The facility is to cover an area of close to 250 square metres on Livingstone Island, where the Bulgarian polar base is built. The building will be on stilts so as not to be buried under the snow driven by the powerful winds here. Streamlined and made to last, the new laboratory will offer safe shelter to the scientists coming here to study climate change and the diversity of animal and plant life.

“The new base will be a single-storey building, reminiscent of the pitched-roof houses whose architecture is typical of more remote locations and colder climes,” says architect Penka Stancheva. “What I was after was to replicate the silhouette of the existing building but also to extend and modernize it. The materials I shall use are a metal structure for the load-bearing part of the building and thermopanels so as to insulate the interior and reduce the loss of heat to the maximum.”


The architect says that constriction work in one of the cleanest places on the planet should be more discrete, more humane and give a sense of home. But it is people who make any house a home, and professionals can only add an element or two.

“The few conversations I have had with the polar researchers and the stories I have been told have left me with the impression of a close-knit team of warm-hearted people, people who overcome conditions that are practically impossible to overcome driven by their love of nature,” Architect Stancheva goes on to say. “It is this picture I have in my mind of a team that is supportive and determined, of a warm, human atmosphere, that has guided me in my endeavour to create a home rather than a facility. Yes, it will be a facility but what I have tried to do is preserve, indirectly, the conditions of this microclimate created by the people themselves. As to the architecture – a warm atmosphere is created most of all through scale – a cozy room is neither too big nor too small, and it is made cozy through the materials and colours used. In other words it will be a combination of visual with functional.”

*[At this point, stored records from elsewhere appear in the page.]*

PR #676, opened 2019-01-31
Optimize vector tile processing

### LINKED ISSUE #557: Improve vector tile performance
There are a few ways to improve vector tile performance if needed:
- [x] Download vector tile files to cache
- [x]  Filter features before doing merge and  crop step
- [x] In-memory cache (ideally LRU)

lewfish:
## Overview

This PR changes the way vector tiles are processed to be more efficient. The two main improvements are: caching the GeoJSON that is extracted from a tile (since many scenes may use the same tile, especially at low zoom levels) and doing the feature merge after irrelevant features are filtered out. 

## Testing
I tested this on the Vegas roads example using the following and found that the debug chips looked correct. I then timed the run by prefixing the invocation with `time` and also set `debug=False` in `spacenet.vegas` (to avoid timing the part where it's producing debug chips, which is not relevant to the changes in this PR). I repeated this 3 times on this branch, and 3 times on `develop` and found that this PR decreased the run time by ~25%. That's not the dramatic speedup I was hoping for, but maybe this example doesn't do the best job of utilizing the improvements. 

```
rastervision run local -e spacenet.vegas \
    -a test True \
    -a use_remote_data False \
    -a root_uri /opt/data/spacenet/vegas/ \
    -a target roads \
    -a task_type semantic_segmentation \
    -a vector_tile_options "https://s3.amazonaws.com/osmesa-vectortiles/full/2018-08-02/{z}/{x}/{y}.mvt,14,__id" \
    -r chip
```

Closes #557


rastervision/data/vector_source/vector_tile_vector_source.py
```diff
@@ -45,23 +43,43 @@ def process_features(features, map_extent, id_field):
...
-    return proc_features
 
+    return {'type': 'FeatureCollection', 'features': proc_features}
 
-def vector_tile_to_geojson(uri, zoom, id_field, crs_transformer, extent):
-    """Get GeoJSON covering an extent from a vector tile endpoint.
 
-    Merges features that are split across tiles and crops against the extentself.
-    """
+tile_feature_cache = {}
```
jamesmcclain: Is there a replacement policy?  Are there concerns about scalability (this is a question not a loaded question)?

lewfish: I'm not sure, but it's a better idea to set some limit on the size of the cache. Python 3 has a nice `lru_cache` callback that I'm using now. I'm not sure what a good limit size is for the cache, but 32 seems safe.

jamesmcclain: > I'm not sure, but it's a better idea to set some limit on the size of the cache. Python 3 has a nice `lru_cache` callback that I'm using now. I'm not sure what a good limit size is for the cache, but 32 seems safe.

That sounds like a fine plan.

PR #690, opened 2019-02-19
Optimize StatsAnalyzer 🏁

### LINKED ISSUE #648: Optimize StatsAnalyzer/RasterStats logic
The StatsAnalyzer allows users to get statistics of their raster data that can then be used by the StatsTransformer to rescale the data from wider datatypes to uint8.

The StatsAnalyzer however is *very* slow. This issue is to optimize the logic.

The StatsAnalyzer uses the [RasterStats](https://github.com/azavea/raster-vision/blob/1b2543ac3ac261352bba07403dd57c106cac731b/rastervision/core/raster_stats.py)  to compute the statistics. There are a couple of bottlenecks here:
- The logic uses a chip stream to compute the means, and then the standard deviation - the std calculation recalculates the mean, so the chip collection is iterated over an additional time unnecessarily.
- The stats are computed over the entire dataset, when an approximation could take a sample of the data and perform adequately.

This issue should solve the performance issues with StatsAnalyzer to increase speed by addressing the above issues and potentially exploring other ways to optimize the logic.

lewfish:
## Overview

This PR speeds up the `StatsAnalyzer` (which computes means and standard deviations of each channel in the dataset) by only getting each chip once rather than `2*nb_channels` times, switching away from `npstreams`, and adding an option for approximating the stats using a random subset of chips. It also adds unit tests for the StatAnalyzer. Example:
```python
        analyzer = rv.AnalyzerConfig.builder(rv.STATS_ANALYZER) \
                                    .with_sample_prob(0.01) \
                                    .build()

        experiment = rv.ExperimentConfig.builder() \
                                        .with_id('potsdam-seg') \
                                        .with_analyzer(analyzer) \
```

### Notes
I thought about making some `sample_prob` the default, but decided against it because I don't know a good value yet and the value could depend on the average size of a scene. On the other hand, it seems like the fast option should be the default. But even with sliding window mode (ie. no sample_prob) it still runs 6x faster.

Another issue is that using the `sample_prob` option will result in greater approximation error if the scenes contain a large amount of NODATA.

### Testing
The unit tests exercise the new functionality. I also benchmarked it on Potsdam with two scenes and it resulted in a huge speedup (> 30x) with only a small difference in the stats that were computed.

Using `develop`:
time 2:07
```
{"stds": [35.870648282240516, 35.32982639561334, 36.702463479669596, 37.38938087670711], "means": [85.95280349150948, 92.19038055254074, 85.52430486264436, 96.83653263423753]}
```

Using this branch with no `sample_prob`: 
time 0:21
```
{"stds": [35.870648282240516, 35.32982639561334, 36.702463479669596, 37.38938087670711], "means": [85.95280349150948, 92.19038055254074, 85.52430486264436, 96.83653263423753]}
```

Using this branch with `sample_prob=0.01`: 
time 0:03
```
{"stds": [36.17572923393826, 35.857899881444986, 37.11680588294381, 36.18744804702934],
"means": [89.91624927520753, 96.44924354553223, 87.8176760673523, 111.6387071609497]}
```

Closes #648


ljvmiranda921:
Thank you for this, this has been really helpful!

PR #754, opened 2019-04-09
Switch from model to exported-model

lewfish:
## Overview

This PR switches from naming the exported model from `model` to `exported-model`. This is needed because `file_exists`, when used on S3 can't distinguish between `model` and `model-xyz`. Because of this, RV assumes that the `train` command doesn't need to be run again because model checkpoints
with a model prefix exist even though the actual model file isn't there.

### Notes

A more general solution that will avoid this problem in the future is for `report_io` to specify whether each input and output is a directory or a file, and then to set the `include_dir` argument to `file_exists` accordingly.

## Testing
Integration tests should tell if this works, and I also made sure old predict packages still work.

### DIFF
--- a/rastervision/backend/keras_classification/backend.py
+++ b/rastervision/backend/keras_classification/backend.py
@@ -131,7 +131,7 @@ class ModelFiles(FileGroup):
         """
         FileGroup.__init__(self, base_uri, tmp_dir)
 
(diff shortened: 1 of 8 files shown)


lewfish:
Closing this because there's a more general solution.

PR #773, opened 2019-04-26
Ensure valid geojson read from tippecanoe output.

lossyrob:
## Overview

On some systems, tippecanoe can output blank lines, which would cause an exception to be raised. This ensures the output is actually geojson by ensuring the line starts with `{`.


lewfish:
Tested that Spacenet Vegas still works using vector tiles.

lossyrob:
Since this isn't causing anyone else a bug besides my local laptop, I'm going to say this doesn't need a backport and can wait for the next release. We can re-evaluate if there are reports that this is a problem.

PR #776, opened 2019-05-06
Custom and Auxiliary Commands

lossyrob:
## Overview

This PR introduces custom commands. It allows users to write plugins that add commands to Raster Vision.

### Checklist

- [x] Implement
- [x] Test on AWS
- [x] Docs

### Notes

The following changes were needed for this feature:
- A `custom_config` property was added to ExperimentConfig. This is needed by the `get_root_uri` method of CommandConfig for custom commands; since there will not be a key or uri for custom commands (e.g. `chip_key` or `chip_uri`), there needs to be a place to set that information in the experiment, which the `custom_config` provides. It will be up to the custom command to check for what it needs and throw a `ConfigError` if the experiment doesn't have the necessary `custom_config` set.
- `rv.ALL_COMMANDS` moved to a method, `rv.all_commands()`. This will include any custom commands, appended to the list after the internal commands. Note that since the order of commands is determined by the input and output files determined by the command's `report_io`, we shouldn't have to worry about order here. The only time to worry about order is in the `CommandDefinition.from_experiments` method, where the resolution of configuration properties can have an ordering to them. Therefore, if you need one custom command to resolve via it's `upate_for_command` for one command before another, you will need to make sure the plugins are loaded in a specific order (i.e. register the commands in the order you want them to resolve).

This change came out of wanting to do some image pre-processing on AWS Batch, and this being the 2nd or 3rd time that I wish I had this feature so I could code it processing up as a plugin and parallelize over the images on Batch through Raster Vision.


docs/commands.rst
```diff
@@ -44,3 +45,177 @@ BUNDLE
...
+
+The ``COGIFY`` command will turn GDAL-readable images and turn them into `Cloud Optimized GeoTiffs <https://www.cogeo.org/>`_.
+
+See the CogifyCommand entry in the :ref:`aux command api` API docs for configuration options.
+
+
+Custom Commands
+---------------
+
+Custom Commands allow advanced Raster Vision users to implement their own commands using the :ref:`plugins` architecture.
```
lewfish: The docs leave me confused about the relationship between aux commands and custom commands. I think an aux command is just a type of custom command that was created using a helper that lets you leave out some of the details of a custom command. This might make more sense if you introduced custom commands first with an example. Then the next section could explain aux commands (as a special case of custom commands) and show how the previous example could be written more simply as an aux command.

lewfish: Also, I'm confused about how aux commands are configured vs custom commands. Is it the same for both?

docs/api.rst
```diff
@@ -370,7 +370,7 @@ rv.CHIP_CLASSIFICATION_EVALUATOR
 rv.OBJECT_DETECTION_EVALUATOR
 ~~~~~~~~~~~~~~~~~~~~~~~~~~~~~
 
-.. autoclass:: rastervision.evaluation.ObjectDetectionEvaluatorConfigBuilder
+.. autoclass:: rastervisio.evaluation.ObjectDetectionEvaluatorConfigBuilder
```
lewfish: rastervisio -> rastervision

docs/commands.rst
```diff
@@ -44,3 +45,177 @@ BUNDLE
...
+------------------------
+
+Raster Vision utilizes *auxiliary commands* for things like data preperation. These are commands that do not run in the normal ML pipeline (e.g., if one were to run run ``rastervision run`` without an command specified). Auxiliary commands normally do not have the same type of implicit configuration setting as normal commands; because of this, file paths are often set explicity, and these commands are often configured and returned from an ``ExperimentSet`` method directly, instead of implicity created through the ``ExperimentConfig``.
+
+Configuring Aux Commands
+^^^^^^^^^^^^^^^^^^^^^^^^
+
+There are two ways to configure an Aux command: one is through custom configuration set on an ``ExperimentConfig``, and the other is to directly return a ``CommandConfig`` instance from an experiment method. Normally Aux Commands are run separately from the normal experiment workflow, so we suggest returning command configurations as a default.
+
+Configurating an Aux Command from an ExperimentConfig
```
lewfish: Configurating -> Configuring

I think I noticed some other spelling errors in the docs updates so I would run them through a spell checker.

docs/commands.rst
```diff
@@ -44,3 +45,177 @@ BUNDLE
...
+Auxiliary (Aux) Commands
+------------------------
+
+Raster Vision utilizes *auxiliary commands* for things like data preperation. These are commands that do not run in the normal ML pipeline (e.g., if one were to run run ``rastervision run`` without an command specified). Auxiliary commands normally do not have the same type of implicit configuration setting as normal commands; because of this, file paths are often set explicity, and these commands are often configured and returned from an ``ExperimentSet`` method directly, instead of implicity created through the ``ExperimentConfig``.
+
+Configuring Aux Commands
+^^^^^^^^^^^^^^^^^^^^^^^^
+
+There are two ways to configure an Aux command: one is through custom configuration set on an ``ExperimentConfig``, and the other is to directly return a ``CommandConfig`` instance from an experiment method. Normally Aux Commands are run separately from the normal experiment workflow, so we suggest returning command configurations as a default.
+
```
lewfish: If you return a command config from an experiment method, does this mean you cannot run any other commands for the experiment defined by that method? Is the reason you added support for the other option (setting the custom config on the `ExperimentConfig`) that you might want to run the aux command plus built-in command as part of a single Batch DAG?

lossyrob:
Review questions:

- How are (non-Aux) custom commands run by default? (Non-aux commands are always run by default)
- Explain better the difference between AuxCommands and CustomCommands.


Insert this https://whimsical.com/PFLa4RNCKoeykjP76rFqbZ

The Bulgarian base “St. Kliment Ohridski” was set up in 1988 when two prefabricated buildings were put up. Later a multifunctional building was added, as well as the first Christian Orthodox chapel on Antarctica named after St. Ivan of Rila.


The future facility will be a compendium of the existing buildings, blending in with them to form a unitary architectural complex – for example the gabled roofs of the houses will be replicated as an artistic element at the entrance of the building. The laboratory will cost around 400,000 euro (800,000 Leva) and will take around three years to build. The cost will be covered from the national budget as well as by European funding. In the words of Professor Hristo Pimpirev, Director of the National Center for Polar Studies, the investment is well worth it as the future of the human race is in Antarctica with its unlimited resources of fresh water, minerals and developing tourism.

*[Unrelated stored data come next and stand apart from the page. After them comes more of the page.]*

PR #811, opened 2019-08-06
Script to generate GeoTIFF from ZXY tile server

lewfish:
This PR adds a script to generate a GeoTIFF from a ZXY tile server URI schema, bounds in lng/lat format, and a zoom level. It correctly crops the image based on the bounds, and also works on TMS format tile servers. This lays the groundwork for a `ZXYRasterSource` and may be independently useful.

It is tested with unit tests, and I also ran it on an example. I created a tile set from a GeoTIFF using `gdal2tiles`, got some bounds in QGIS, ran the script, and checked that the output was correct. 

```
root@70d4aadebe15:/opt/src# python -m rastervision.data.raster_source.zxy2geotiff "/opt/data/hippo-tiles/{z}/{x}/{-y}.png" 17 \
>     "39.950380846608667 -75.163183288636375 39.951604868181825 -75.158675638636367" \
>     /opt/data/hippo-tiles/out.tif
```

in

out

### DIFF
--- a/rastervision/data/raster_source/zxy2geotiff.py
+++ b/rastervision/data/raster_source/zxy2geotiff.py
@@ -1,0 +1,182 @@
+import tempfile
+
+from PIL import Image
+import numpy as np
+import click
+import mercantile
+import rasterio
+from rasterio.windows import Window
+import pyproj
+
+from rastervision.utils.files import download_if_needed, get_local_path
+
+
+def lnglat2merc(lng, lat):
+    """Convert lng, lat point to x/y Web Mercator tuple."""
+    return pyproj.transform(
+        pyproj.Proj(init='epsg:4326'), pyproj.Proj(init='epsg:3857'), lng, lat)
+
+
+def merc2lnglat(x, y):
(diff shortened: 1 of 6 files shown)


lewfish:
Note: tiles in example were created using
```
conda install gdal
pip install gdal2tiles
gdal2tiles.py /opt/data/hippos.tif -z 17 /opt/data/hippo-tiles
```
in the fastai Docker image. (there was trouble installing it in the main RV image)

rastervision/data/raster_source/zxy2geotiff.py
```diff
@@ -0,0 +1,182 @@
+import tempfile
```
lossyrob: I understand why this is here (it'll be used by a raster source), but I think this would be more discoverable if it was moved to the `rastervision.utils` package. I can see these methods being imported as a utility by other code that just wants to grab geotiffs from zxy endpoints.

lewfish:
I updated according to your suggestion and added a `--make-cog` option using your code.

PR #1268, opened 2020-12-14
Add new dll names

naveen521kk:
When building Pango with meson I get the following `DLL` files as output.
So adding it.
If interested I will add [this](https://github.com/naveen521kk/pango-build) to docs for installing on Windows, at least would help for someone. Or I myself, would make a [`chocolatey`](https://chocolatey.org/) package if needed, but that need's to be there in docs, for choco package to be done.


liZe:
Thank you!

liZe:
> If interested I will add [this](https://github.com/naveen521kk/pango-build) to docs for installing on Windows, at least would help for someone. Or I myself, would make a [`chocolatey`](https://chocolatey.org/) package if needed, but that need's to be there in docs, for choco package to be done.

Windows packaging is something we’ll talk about when docs will be refreshed. The way WeasyPrint is currently installed in GitHub Actions is a pretty simple way to get something quite reliable.

Issue #1241, opened 2020-10-24
Building Wheels


naveen521kk:
One good thing about wheels is that it allow us to embed DLL files. So simply adding all DLL files and making the wheel platform specific would significantly help users by not installing system dependencies. I recently made a PR in cairocffi repo https://github.com/Kozea/cairocffi/pull/164 providing a way to do so. I got a nice repo which builds cairo as a single DLL file so I could do that. But here I couldn't find the one for Pango ( I don't think anything else is needed). So, finding a way to build that would be good or rather it can also be taken from msys2 in case of windows and brew in case of MacOS. I don't about linux. 

What I did there was not that correct I think but I don't know. Possibly there should be a better solution and I started searching for similar libraries.
I found `freetype-py` which had a script to build freetype same thing can be done here also I think. 
Next, I found  this issue https://github.com/pypa/wheel/issues/128 which is more related and from that thread I found `pypandoc` where their implementation was very good IMHO, See [`setup.py`](https://github.com/bebraw/pypandoc/blob/master/setup.py).
Next, I find another interesting thing which is used with `cffi` is [`milksnake`](https://github.com/getsentry/milksnake) which simply suited this one but I haven't tried using it.

Sorry, for a braindump I thought I would organize it a little better but I didn't find time. 

Finally, the conclusion is there must be platform specific wheel so that weasyprint can simply be installed using `pip` without any system dependencies.

naveen521kk:
This [commit](https://github.com/Kozea/WeasyPrint/commit/4f82a4a34eab9442db6d3b1d5c87d974dafb09f5#diff-50c86b7ed8ac2cf95bd48334961bf0530cdc77b5a56f852c5c61b89d735fd711) breaks the possibility of doing this. For doing this a `setup.py` is must and without which it can't be done.

naveen521kk:
@liZe I plan to help here. I think needed dependencies are Pango and Gdk-Pixbuf right? 
For Pango, one of my repo, [pango-build](https://github.com/naveen521kk/pango-build), can be used(actually made for another project), there the DLL files are name as `CORE_MANIM_*.dll` to avoid DLL hell. I need to look into `Gdk-Pixbuf` though, it also uses meson so it should be easy to compile it using meson. Thoughts?

liZe:
> @liZe I plan to help here.

Thank you!

> I think needed dependencies are Pango and Gdk-Pixbuf right?

[...]

PR #1302, opened 2021-03-02
feat: build windows wheels

naveen521kk:
fixes https://github.com/Kozea/WeasyPrint/issues/1241
TODO:
- [x] the license file isn't included in the wheel
- [x] Set up Github Actions to Test them and Build them
- [x] Also, https://github.com/Kozea/WeasyPrint/issues/1241#issuecomment-789090182

If anyone wants to try I had already built a wheel. 
[WeasyPrint-53.0-py3-none-win_amd64.zip](https://github.com/Kozea/WeasyPrint/files/6070806/WeasyPrint-53.0-py3-none-win_amd64.zip)


naveen521kk:
@liZe is there any smoke tests that can be run to test those wheels?

naveen521kk:
Any chance for reviewing it?

liZe:
> Any chance for reviewing it?

Hello @naveen521kk.

Thanks for your hard work on this pull request, we’re sorry we took so much time to answer.

It’s a bit complicated right now for us to review this pull request, because there’s a lot of things going on with version 53: new packaging, new dependencies, etc. Moreover, providing wheels with embedded libraries is a really important decision, because it’s almost mandatory to provide them forever. It adds code that we’ll have to maintain and to test, knowing that we don’t have Windows installed on our computers.

The ideal solution would include:
- no extra Python code,
- a whole automation of packaging,
- packaging tests for all supported platforms.

Of course, this dream is a lot of work (if it’s ever possible :wink:, that’s sometimes the problem with dreams). This PR is definitely a huge step in the right direction, and we’re very grateful for that, but both fixing the technical details and accepting the [little cute puppy](https://youtu.be/tzFWz5fiVKU?t=1h3m21s) will take some time 🐕.

naveen521kk:
> It adds code that we’ll have to maintain and to test, knowing that we don’t have Windows installed on our computers.

You can always ping me, I should be able to help if things don't work :)
I have documented the code I wrote so that it doesn't create problems and is easy for anybody to understand.

> no extra Python code,

I thought it should be better to use python rather than batch or PowerShell? Anyway, this shouldn't create problems, I believe.

> a whole automation of packaging,

As you can see it is automated. Both the [pango-build](https://github.com/naveen521kk/pango-build)(which I will any maintain for another project) and Github Actions here automatically builds things. It builds and also runs a simple command as a test see the GitHub workflow I added in this PR.

> packaging tests for all supported platforms.

I think it makes sense to pack only for Windows because for Linux it is there, by default, or can easily be installed through the package manager. The same is for macOS, they have Brew.

naveen521kk:
Is it possible to review this at least now?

The person behind the project for a new Bulgarian laboratory on Livingstone Island is Penka Stancheva from Plovdiv who is currently working in Chile. She says that what is keeping her there are the architectural projects she is working on but also “the power of nature presented so dramatically by the Andes, the ocean, even earthquakes.”

Architect Penka Stancheva is holder of numerous awards, among them “Building of the year” for the restoration of the so-called Yablanski house in Sofia as well as the BAUMIT award for long-term partnership.